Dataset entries
==*==

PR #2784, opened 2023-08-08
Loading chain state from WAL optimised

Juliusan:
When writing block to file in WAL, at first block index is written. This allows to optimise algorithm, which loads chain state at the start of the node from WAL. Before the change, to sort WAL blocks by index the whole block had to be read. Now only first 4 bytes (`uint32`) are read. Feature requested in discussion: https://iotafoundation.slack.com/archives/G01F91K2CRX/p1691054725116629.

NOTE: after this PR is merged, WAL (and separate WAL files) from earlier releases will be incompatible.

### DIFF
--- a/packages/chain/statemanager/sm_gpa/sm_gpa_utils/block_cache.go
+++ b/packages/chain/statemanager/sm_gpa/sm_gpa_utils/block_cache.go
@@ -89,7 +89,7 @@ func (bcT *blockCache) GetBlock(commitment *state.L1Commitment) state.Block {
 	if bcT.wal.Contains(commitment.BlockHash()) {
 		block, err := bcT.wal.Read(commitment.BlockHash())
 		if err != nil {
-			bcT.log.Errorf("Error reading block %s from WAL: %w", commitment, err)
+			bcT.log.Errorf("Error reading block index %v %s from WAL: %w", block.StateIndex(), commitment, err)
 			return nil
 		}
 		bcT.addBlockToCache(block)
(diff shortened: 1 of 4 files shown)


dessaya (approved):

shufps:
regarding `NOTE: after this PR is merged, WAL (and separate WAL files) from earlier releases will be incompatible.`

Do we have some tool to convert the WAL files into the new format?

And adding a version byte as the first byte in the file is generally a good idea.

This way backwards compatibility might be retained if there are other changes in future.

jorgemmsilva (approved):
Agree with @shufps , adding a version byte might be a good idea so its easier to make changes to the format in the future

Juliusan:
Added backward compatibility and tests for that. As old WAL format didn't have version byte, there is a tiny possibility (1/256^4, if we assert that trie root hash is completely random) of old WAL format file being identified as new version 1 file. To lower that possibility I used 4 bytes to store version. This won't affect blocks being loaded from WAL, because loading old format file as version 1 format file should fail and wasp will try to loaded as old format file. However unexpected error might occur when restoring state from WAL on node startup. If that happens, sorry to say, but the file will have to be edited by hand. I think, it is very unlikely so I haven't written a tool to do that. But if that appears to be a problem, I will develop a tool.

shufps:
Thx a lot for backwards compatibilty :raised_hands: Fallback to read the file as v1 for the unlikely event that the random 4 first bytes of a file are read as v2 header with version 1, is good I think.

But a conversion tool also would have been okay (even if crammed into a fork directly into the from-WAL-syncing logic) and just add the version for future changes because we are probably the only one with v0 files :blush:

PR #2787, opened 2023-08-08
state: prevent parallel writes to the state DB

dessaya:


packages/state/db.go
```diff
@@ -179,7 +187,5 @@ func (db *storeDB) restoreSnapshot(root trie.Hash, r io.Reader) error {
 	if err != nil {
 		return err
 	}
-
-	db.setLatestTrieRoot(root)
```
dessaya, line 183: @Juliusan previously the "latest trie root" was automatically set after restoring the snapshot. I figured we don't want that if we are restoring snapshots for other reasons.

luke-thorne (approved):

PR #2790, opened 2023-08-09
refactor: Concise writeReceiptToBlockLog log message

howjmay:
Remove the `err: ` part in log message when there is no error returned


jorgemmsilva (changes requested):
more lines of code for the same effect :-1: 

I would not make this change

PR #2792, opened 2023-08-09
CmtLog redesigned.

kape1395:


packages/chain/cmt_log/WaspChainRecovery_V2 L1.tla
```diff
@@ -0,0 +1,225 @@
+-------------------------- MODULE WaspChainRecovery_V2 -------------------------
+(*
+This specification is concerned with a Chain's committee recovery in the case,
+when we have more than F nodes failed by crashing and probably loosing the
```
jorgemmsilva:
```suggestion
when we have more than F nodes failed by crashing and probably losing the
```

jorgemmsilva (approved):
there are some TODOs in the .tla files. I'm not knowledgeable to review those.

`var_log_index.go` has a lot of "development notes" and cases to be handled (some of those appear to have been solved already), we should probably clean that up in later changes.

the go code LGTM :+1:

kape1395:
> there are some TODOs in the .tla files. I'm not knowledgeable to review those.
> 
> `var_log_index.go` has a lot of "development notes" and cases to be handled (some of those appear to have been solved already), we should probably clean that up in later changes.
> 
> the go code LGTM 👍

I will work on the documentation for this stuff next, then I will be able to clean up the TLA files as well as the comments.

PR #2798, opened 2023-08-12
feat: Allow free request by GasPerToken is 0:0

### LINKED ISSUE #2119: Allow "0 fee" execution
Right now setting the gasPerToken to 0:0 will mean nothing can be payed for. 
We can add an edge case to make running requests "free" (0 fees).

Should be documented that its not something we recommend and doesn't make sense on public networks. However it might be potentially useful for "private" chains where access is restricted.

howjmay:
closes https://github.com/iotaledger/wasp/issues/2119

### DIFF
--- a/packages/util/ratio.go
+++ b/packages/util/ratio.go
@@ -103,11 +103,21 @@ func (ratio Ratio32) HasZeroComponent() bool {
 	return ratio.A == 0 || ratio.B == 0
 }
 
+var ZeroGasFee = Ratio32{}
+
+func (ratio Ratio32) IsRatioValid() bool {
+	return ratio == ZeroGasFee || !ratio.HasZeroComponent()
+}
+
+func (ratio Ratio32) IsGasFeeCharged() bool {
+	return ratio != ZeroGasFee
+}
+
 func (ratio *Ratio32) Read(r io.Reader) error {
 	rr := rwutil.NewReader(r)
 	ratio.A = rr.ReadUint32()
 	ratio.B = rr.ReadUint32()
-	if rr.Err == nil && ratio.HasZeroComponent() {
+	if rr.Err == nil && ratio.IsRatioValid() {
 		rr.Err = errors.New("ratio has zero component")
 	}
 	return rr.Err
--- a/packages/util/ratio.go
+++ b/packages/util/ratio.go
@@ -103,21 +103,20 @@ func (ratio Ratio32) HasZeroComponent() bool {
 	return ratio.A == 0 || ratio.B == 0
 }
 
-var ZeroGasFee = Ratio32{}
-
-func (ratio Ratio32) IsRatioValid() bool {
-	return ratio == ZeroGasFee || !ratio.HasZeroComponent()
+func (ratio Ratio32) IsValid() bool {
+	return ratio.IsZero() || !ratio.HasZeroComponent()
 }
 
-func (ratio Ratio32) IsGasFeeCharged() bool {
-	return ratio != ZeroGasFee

==*==

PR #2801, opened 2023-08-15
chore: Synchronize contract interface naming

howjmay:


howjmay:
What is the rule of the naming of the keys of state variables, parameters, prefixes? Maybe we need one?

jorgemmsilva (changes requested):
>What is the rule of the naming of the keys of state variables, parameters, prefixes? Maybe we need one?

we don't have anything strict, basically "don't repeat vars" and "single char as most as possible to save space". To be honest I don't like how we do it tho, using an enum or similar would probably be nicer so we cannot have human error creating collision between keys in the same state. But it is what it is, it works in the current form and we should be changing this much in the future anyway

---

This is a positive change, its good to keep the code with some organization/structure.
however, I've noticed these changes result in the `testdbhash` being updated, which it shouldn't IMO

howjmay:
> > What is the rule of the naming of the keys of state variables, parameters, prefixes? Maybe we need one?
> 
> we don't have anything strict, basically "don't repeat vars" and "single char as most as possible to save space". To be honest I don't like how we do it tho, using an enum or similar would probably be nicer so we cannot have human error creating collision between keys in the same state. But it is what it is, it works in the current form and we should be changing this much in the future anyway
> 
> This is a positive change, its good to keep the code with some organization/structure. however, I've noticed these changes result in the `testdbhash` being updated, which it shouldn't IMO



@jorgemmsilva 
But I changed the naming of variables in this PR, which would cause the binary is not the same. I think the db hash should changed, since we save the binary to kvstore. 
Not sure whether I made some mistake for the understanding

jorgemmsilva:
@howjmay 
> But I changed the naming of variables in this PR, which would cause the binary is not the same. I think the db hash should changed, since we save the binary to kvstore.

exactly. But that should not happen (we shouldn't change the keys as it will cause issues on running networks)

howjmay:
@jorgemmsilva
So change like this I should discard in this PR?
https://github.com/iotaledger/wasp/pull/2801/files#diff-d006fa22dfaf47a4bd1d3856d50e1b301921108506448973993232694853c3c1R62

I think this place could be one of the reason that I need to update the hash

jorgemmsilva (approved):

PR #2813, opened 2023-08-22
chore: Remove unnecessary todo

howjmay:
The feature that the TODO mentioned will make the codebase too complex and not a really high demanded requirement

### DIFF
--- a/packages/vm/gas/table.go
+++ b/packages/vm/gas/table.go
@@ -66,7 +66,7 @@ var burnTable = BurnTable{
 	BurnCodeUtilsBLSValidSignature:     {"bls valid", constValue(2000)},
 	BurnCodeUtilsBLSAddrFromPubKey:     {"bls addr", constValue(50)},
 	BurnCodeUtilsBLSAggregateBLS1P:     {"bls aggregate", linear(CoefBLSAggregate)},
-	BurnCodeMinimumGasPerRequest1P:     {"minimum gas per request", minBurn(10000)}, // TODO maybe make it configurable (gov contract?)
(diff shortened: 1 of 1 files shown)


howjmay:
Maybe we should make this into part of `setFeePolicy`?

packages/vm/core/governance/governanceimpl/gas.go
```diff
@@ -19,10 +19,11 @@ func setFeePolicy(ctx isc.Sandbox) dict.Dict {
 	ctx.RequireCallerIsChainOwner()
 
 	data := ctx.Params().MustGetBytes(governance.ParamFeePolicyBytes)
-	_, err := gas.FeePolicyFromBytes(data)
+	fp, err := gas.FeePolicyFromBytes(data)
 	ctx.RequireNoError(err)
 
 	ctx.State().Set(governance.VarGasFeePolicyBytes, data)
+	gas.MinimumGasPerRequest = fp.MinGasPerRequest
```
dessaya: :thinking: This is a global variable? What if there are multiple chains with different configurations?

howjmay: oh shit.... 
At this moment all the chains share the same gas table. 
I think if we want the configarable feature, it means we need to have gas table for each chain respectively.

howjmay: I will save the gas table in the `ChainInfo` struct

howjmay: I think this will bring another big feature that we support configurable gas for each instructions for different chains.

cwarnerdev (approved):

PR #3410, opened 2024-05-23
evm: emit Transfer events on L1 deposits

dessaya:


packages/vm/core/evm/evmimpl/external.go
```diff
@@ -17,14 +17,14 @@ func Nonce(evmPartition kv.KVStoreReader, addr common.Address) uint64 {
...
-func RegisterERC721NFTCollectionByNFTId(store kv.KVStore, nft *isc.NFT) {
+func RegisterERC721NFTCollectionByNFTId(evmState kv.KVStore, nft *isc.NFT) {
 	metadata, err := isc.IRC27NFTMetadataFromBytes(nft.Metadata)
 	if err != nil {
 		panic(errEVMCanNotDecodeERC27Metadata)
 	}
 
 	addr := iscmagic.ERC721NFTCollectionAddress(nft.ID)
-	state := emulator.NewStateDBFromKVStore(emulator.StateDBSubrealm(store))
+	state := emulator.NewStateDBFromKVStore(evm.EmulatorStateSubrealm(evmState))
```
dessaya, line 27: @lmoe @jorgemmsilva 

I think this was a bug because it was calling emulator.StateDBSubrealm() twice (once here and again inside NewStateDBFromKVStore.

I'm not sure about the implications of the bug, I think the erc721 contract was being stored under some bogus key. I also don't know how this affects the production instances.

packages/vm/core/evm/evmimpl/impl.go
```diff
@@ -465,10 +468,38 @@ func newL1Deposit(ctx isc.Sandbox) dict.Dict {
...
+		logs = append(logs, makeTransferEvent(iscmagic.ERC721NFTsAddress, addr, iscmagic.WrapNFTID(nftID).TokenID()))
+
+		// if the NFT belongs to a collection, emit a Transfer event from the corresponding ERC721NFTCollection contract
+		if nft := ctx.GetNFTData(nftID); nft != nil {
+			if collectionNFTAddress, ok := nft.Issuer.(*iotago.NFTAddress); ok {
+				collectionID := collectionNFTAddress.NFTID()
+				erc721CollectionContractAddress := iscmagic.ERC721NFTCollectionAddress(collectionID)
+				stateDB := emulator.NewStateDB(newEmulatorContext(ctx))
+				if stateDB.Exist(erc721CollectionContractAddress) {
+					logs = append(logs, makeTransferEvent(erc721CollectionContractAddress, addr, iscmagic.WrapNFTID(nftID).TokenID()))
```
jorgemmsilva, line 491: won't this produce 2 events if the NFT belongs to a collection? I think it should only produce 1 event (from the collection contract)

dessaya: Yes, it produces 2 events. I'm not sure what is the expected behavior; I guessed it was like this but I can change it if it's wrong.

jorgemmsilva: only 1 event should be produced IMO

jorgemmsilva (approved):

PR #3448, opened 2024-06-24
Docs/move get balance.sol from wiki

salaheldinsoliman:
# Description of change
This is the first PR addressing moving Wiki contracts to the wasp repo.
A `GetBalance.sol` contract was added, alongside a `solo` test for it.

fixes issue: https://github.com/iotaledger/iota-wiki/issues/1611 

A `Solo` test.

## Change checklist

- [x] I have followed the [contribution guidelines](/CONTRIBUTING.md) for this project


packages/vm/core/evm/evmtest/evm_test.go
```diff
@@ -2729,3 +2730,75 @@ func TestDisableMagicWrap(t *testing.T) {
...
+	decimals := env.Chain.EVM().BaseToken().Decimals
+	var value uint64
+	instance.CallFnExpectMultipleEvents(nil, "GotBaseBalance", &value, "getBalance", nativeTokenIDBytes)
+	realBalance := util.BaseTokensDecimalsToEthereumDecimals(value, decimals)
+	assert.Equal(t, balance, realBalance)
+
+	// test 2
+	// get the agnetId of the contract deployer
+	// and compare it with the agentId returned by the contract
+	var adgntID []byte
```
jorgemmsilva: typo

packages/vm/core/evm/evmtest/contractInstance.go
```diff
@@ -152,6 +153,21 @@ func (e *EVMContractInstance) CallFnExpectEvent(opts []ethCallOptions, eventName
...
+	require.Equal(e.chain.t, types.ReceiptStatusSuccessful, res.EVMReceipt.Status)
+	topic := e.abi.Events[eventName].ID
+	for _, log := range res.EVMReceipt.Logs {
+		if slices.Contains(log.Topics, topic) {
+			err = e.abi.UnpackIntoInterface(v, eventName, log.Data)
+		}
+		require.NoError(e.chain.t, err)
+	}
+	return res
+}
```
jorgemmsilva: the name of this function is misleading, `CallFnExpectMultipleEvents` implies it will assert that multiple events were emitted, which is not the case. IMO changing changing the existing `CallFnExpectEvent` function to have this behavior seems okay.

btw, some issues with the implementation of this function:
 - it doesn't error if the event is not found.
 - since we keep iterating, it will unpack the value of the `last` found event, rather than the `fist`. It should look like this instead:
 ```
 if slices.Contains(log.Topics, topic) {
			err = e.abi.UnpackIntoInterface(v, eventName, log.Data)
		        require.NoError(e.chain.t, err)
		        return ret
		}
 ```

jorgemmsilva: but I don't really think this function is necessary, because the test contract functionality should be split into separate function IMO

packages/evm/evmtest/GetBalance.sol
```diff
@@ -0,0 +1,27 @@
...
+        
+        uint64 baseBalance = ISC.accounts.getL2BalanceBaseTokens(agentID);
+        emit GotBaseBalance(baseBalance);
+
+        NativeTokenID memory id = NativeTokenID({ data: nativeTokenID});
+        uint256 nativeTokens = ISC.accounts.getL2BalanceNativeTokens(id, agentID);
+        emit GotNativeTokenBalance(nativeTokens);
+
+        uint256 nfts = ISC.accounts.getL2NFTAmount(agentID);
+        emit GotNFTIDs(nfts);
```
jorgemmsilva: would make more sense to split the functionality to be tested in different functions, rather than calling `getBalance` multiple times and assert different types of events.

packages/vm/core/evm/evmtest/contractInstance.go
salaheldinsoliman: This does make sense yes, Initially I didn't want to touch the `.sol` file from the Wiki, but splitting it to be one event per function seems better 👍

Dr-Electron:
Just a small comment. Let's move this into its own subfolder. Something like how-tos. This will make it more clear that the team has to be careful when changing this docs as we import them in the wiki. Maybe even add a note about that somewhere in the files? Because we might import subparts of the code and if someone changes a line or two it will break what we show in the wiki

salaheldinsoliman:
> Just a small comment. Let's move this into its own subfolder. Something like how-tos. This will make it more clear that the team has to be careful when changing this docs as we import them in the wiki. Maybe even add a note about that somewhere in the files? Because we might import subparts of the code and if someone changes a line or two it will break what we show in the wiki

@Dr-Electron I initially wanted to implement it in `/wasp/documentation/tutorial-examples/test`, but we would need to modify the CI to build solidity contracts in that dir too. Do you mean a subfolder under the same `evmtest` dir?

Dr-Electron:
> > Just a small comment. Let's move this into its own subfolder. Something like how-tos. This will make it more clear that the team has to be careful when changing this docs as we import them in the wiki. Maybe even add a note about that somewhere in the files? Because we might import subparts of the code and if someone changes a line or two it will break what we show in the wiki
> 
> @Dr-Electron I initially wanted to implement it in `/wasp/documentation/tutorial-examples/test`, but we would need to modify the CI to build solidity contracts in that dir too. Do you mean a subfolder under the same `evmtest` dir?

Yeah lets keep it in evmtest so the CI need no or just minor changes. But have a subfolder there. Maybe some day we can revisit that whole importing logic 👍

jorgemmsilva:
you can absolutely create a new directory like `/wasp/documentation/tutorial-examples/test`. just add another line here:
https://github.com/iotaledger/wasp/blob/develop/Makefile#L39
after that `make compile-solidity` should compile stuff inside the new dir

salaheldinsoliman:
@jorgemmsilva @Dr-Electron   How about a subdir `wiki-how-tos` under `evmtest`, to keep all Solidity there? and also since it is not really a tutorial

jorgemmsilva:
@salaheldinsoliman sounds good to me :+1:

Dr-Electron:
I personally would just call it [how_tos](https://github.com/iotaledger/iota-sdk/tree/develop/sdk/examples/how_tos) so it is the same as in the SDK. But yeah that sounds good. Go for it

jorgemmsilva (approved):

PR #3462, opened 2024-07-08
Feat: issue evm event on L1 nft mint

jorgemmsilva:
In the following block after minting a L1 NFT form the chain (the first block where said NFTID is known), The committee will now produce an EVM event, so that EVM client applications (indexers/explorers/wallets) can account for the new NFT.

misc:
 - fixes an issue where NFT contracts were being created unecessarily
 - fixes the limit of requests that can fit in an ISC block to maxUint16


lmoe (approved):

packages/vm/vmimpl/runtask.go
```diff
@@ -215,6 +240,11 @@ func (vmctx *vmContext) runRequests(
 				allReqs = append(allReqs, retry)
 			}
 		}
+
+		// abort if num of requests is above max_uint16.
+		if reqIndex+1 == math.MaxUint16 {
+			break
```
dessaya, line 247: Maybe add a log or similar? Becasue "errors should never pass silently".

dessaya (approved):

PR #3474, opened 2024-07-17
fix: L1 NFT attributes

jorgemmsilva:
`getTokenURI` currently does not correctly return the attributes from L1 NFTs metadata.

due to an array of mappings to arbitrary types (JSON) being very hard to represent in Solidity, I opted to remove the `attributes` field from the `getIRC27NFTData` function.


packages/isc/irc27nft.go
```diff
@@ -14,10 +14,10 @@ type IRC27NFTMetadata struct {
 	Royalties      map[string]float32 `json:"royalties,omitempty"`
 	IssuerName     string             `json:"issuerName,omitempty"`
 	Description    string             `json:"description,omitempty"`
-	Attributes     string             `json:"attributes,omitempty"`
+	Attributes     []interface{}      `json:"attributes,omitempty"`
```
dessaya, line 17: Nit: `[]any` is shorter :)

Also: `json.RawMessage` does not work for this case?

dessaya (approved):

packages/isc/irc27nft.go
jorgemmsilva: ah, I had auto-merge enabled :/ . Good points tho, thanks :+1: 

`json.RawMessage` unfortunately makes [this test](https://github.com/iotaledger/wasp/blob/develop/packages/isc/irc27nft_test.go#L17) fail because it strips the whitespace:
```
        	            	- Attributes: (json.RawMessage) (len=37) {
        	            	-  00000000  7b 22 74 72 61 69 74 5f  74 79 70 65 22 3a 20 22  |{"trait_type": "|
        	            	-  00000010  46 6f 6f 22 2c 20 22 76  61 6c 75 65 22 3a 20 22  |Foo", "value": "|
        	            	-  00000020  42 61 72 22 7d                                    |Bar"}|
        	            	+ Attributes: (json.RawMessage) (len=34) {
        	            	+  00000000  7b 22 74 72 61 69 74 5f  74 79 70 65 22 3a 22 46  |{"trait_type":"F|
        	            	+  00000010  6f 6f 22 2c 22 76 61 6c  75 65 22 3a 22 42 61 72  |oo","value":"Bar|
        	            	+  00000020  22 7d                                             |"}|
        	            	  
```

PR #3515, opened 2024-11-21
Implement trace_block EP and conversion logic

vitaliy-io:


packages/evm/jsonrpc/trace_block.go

==*==

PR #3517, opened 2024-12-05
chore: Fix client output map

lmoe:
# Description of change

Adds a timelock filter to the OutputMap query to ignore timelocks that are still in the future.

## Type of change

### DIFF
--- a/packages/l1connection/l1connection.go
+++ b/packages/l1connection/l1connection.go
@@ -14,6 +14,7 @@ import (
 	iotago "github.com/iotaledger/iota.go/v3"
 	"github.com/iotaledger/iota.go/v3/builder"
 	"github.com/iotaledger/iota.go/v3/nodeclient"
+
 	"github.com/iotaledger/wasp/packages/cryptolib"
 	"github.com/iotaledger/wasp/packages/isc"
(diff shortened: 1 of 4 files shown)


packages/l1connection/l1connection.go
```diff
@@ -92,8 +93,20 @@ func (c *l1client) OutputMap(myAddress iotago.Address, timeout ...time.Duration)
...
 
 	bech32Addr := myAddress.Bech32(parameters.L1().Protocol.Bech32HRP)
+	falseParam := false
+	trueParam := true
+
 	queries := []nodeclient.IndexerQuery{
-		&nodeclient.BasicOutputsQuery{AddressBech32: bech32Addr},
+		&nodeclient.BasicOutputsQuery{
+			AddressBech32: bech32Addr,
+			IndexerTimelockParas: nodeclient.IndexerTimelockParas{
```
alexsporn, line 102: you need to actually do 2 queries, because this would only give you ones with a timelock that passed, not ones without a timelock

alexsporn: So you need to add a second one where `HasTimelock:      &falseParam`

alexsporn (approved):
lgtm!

==*==

#### Activity
Lines containing the word "sounds": how many are there in the data above? Reply with only that number.

#### Answer box
2